> Exercise
Copy each line that contains the string "server", taking them from the material.
....................
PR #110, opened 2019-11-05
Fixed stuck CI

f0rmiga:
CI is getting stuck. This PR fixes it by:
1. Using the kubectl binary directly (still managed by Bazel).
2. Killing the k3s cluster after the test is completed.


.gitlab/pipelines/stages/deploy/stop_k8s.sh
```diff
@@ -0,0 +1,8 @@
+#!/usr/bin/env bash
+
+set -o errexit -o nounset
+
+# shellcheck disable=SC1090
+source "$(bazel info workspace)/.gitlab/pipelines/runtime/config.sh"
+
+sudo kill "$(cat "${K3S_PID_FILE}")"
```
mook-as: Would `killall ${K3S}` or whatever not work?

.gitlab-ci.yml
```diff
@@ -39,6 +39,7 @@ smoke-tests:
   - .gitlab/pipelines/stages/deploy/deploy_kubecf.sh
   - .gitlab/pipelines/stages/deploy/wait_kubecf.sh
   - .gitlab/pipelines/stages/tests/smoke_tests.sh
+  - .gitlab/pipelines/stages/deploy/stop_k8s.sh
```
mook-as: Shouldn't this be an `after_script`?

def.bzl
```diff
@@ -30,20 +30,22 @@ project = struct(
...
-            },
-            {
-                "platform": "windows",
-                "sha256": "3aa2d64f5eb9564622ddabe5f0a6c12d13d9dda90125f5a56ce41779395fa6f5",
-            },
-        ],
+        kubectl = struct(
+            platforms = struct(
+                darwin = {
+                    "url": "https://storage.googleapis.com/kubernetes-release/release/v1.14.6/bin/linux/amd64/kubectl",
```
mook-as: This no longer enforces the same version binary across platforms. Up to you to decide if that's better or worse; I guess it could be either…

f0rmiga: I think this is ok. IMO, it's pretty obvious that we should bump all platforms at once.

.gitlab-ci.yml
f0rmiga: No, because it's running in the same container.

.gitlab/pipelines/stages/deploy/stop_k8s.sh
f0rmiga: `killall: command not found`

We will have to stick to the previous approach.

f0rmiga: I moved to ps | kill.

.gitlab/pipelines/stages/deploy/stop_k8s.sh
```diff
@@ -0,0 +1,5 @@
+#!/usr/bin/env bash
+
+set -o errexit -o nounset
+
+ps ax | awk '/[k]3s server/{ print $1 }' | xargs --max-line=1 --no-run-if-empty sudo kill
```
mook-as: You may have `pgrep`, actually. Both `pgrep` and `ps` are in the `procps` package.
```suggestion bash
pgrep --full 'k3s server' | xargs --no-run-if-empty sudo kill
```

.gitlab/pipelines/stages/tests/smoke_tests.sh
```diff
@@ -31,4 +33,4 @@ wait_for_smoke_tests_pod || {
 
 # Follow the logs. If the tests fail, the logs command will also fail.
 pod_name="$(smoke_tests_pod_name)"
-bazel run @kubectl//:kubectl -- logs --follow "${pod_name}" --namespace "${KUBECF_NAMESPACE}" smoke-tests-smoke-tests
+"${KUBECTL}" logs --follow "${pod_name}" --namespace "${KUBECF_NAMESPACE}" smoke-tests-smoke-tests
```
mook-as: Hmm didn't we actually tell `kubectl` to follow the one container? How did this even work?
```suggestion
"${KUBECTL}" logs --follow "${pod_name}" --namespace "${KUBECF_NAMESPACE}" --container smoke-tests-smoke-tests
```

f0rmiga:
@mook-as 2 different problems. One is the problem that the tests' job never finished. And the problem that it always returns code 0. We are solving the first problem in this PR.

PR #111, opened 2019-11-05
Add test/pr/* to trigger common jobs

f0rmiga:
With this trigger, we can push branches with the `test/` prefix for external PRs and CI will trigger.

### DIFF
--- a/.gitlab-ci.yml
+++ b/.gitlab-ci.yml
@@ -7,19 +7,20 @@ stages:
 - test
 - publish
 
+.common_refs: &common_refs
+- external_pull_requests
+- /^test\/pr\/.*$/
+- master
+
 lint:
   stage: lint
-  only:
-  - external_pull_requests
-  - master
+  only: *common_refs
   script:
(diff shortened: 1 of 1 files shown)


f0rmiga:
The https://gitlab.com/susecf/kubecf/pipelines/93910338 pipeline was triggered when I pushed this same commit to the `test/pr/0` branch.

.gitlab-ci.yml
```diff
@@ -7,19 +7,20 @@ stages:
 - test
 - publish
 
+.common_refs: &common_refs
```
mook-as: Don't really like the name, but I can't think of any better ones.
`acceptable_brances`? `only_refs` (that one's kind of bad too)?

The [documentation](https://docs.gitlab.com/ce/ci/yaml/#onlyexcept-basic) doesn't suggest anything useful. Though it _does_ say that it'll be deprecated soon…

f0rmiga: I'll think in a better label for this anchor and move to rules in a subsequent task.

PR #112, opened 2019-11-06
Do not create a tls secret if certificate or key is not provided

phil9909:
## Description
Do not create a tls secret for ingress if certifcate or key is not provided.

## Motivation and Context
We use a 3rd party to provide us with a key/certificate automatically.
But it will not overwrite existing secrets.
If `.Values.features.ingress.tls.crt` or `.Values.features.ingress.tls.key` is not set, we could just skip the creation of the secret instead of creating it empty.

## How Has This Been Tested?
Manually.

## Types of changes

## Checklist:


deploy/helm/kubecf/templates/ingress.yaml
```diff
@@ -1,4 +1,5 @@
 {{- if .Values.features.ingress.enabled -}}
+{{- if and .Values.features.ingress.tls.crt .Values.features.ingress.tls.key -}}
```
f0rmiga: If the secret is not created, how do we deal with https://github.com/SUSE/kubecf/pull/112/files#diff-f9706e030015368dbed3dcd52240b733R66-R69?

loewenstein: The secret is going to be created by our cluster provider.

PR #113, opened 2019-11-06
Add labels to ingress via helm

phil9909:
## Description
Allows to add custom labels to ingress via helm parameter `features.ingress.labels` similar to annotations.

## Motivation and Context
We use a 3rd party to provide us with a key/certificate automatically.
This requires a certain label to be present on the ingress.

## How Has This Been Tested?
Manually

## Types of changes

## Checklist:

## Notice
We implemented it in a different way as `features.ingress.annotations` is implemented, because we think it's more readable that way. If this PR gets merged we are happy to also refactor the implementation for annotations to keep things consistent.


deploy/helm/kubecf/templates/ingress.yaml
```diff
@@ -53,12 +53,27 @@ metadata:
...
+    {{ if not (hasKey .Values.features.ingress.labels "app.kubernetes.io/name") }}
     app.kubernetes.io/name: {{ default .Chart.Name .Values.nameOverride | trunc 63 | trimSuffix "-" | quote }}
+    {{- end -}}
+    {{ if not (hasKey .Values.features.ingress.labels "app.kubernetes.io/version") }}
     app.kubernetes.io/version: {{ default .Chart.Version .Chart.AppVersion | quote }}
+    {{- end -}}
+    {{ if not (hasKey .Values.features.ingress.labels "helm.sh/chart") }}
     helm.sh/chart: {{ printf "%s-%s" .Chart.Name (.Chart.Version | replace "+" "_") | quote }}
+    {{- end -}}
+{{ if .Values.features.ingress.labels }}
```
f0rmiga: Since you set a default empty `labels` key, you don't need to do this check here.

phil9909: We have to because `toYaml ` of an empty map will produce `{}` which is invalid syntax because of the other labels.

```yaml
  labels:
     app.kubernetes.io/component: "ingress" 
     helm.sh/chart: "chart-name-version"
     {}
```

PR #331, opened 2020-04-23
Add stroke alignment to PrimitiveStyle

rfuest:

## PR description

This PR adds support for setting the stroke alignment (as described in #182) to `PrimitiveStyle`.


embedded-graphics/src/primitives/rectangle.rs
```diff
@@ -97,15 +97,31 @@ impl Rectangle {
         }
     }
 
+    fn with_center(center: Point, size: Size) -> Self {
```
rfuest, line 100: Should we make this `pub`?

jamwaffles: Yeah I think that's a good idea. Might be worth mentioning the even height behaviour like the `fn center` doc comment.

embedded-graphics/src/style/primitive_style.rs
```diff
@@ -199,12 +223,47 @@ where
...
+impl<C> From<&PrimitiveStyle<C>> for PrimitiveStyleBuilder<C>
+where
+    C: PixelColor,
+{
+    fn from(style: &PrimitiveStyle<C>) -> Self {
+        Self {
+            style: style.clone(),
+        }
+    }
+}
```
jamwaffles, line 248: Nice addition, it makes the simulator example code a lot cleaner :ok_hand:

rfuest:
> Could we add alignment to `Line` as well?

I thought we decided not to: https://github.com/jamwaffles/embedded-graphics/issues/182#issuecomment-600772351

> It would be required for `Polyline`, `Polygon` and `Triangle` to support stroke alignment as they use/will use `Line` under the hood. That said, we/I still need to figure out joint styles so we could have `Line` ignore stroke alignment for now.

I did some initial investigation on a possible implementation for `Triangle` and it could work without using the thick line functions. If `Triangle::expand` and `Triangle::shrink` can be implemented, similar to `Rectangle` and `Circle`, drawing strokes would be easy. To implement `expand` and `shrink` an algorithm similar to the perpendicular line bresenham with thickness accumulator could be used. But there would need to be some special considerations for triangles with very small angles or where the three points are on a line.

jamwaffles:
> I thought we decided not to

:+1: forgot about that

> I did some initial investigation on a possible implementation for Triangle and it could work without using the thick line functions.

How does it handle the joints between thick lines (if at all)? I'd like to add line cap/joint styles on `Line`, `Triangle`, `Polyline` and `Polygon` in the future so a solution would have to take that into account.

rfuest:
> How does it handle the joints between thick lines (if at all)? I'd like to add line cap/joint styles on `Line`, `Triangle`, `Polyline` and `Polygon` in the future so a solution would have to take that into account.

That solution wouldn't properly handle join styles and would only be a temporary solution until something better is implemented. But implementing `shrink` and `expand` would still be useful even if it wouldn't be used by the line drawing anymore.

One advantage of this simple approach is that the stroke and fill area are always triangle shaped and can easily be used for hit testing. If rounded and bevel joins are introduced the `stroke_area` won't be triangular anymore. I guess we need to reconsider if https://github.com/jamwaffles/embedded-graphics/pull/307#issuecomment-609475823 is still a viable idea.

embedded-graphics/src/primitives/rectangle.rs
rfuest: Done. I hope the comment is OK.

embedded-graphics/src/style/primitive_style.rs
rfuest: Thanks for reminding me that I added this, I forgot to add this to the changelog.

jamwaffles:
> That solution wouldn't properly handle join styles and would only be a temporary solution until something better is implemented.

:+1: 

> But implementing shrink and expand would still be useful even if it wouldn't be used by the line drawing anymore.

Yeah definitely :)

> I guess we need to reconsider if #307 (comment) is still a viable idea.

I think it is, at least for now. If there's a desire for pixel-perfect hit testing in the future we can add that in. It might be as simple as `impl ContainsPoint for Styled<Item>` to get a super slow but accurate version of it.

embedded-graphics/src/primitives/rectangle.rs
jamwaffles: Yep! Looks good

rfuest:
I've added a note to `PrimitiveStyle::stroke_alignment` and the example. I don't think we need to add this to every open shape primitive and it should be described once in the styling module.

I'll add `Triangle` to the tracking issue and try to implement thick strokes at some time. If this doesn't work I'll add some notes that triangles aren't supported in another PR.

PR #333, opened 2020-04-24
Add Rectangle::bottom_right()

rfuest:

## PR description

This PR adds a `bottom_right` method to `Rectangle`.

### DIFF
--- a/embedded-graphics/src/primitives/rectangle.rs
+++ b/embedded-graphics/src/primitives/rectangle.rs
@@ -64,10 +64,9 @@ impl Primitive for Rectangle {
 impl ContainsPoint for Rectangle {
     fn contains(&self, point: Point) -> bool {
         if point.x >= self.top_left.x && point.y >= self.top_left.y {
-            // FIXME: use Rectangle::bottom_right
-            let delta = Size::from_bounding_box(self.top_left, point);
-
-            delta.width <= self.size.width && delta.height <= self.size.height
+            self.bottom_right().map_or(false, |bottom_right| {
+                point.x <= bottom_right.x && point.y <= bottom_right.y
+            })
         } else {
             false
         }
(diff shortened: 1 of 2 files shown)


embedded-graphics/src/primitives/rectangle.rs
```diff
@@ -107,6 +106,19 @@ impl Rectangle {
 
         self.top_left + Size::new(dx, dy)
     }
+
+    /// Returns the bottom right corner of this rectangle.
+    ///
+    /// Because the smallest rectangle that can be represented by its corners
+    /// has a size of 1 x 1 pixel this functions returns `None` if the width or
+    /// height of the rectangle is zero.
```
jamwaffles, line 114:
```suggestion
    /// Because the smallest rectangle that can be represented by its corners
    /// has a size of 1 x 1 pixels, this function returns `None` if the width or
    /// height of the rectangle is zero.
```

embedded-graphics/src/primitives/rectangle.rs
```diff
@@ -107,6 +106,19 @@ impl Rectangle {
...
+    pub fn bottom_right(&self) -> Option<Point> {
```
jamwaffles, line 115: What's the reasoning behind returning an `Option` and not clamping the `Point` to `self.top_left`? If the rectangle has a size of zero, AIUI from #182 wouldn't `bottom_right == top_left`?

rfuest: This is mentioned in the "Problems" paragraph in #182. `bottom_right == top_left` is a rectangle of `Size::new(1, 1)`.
....................
> Result of the task
+ps ax | awk '/[k]3s server/{ print $1 }' | xargs --max-line=1 --no-run-if-empty sudo kill
pgrep --full 'k3s server' | xargs --no-run-if-empty sudo kill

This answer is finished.